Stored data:

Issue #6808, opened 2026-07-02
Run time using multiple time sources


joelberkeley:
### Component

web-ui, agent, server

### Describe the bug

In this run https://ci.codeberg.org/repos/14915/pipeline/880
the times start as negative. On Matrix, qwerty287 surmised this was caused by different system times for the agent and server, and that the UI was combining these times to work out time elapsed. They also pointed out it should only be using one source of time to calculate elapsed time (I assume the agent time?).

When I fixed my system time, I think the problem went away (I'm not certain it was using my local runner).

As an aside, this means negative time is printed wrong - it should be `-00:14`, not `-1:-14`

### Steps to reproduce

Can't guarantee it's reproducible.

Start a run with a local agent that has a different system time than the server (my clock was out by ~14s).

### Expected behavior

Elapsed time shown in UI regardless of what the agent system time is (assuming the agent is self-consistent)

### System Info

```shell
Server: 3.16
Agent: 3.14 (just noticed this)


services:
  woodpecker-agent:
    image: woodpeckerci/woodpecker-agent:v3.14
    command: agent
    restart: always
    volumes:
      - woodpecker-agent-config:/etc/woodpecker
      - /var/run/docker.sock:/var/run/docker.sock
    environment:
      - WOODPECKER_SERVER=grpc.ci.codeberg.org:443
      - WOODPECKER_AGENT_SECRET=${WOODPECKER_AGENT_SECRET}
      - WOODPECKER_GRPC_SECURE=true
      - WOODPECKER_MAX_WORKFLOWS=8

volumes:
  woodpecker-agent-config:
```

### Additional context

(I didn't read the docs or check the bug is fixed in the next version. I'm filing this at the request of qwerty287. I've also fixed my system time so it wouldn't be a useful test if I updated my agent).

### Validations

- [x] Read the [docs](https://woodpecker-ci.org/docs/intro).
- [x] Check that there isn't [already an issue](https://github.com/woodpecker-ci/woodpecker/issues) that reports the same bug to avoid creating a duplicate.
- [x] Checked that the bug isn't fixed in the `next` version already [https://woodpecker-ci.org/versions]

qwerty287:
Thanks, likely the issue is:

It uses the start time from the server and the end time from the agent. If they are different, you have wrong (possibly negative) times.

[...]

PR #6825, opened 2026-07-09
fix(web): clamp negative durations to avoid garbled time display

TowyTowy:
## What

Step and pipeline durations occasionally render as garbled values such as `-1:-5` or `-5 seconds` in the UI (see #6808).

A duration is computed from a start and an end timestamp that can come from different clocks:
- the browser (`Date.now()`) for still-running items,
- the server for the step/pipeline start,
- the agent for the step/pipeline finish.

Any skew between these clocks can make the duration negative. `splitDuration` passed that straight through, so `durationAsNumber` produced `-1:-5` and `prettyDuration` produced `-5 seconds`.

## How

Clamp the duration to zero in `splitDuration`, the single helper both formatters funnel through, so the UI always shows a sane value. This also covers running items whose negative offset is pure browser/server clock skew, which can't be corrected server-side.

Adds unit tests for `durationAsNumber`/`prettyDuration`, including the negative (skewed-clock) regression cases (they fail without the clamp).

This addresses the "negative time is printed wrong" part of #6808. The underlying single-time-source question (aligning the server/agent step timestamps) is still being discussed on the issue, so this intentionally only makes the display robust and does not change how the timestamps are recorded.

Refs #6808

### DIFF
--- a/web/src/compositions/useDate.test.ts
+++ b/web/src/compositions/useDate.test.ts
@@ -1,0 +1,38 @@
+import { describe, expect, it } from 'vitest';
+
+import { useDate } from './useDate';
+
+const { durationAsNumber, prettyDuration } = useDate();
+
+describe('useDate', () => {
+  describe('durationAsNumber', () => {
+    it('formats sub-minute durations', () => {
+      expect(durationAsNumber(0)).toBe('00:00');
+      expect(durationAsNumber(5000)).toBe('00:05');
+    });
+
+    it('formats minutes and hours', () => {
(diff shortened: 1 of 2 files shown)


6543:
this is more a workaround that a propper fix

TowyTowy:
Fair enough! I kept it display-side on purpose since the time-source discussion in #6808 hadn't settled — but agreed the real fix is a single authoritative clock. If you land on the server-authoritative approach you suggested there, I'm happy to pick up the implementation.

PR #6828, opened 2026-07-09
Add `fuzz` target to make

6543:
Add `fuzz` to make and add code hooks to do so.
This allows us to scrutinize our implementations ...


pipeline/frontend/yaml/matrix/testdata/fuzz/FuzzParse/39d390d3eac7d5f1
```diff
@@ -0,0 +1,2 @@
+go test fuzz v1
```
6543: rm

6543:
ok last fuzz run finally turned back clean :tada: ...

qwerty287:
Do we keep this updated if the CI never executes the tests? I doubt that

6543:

Problem requirements: Up to and including the line with "In this run", print every line of the records from the start.

Exercise output:
Issue #6808, opened 2026-07-02
Run time using multiple time sources


joelberkeley:
### Component

web-ui, agent, server

### Describe the bug

In this run https://ci.codeberg.org/repos/14915/pipeline/880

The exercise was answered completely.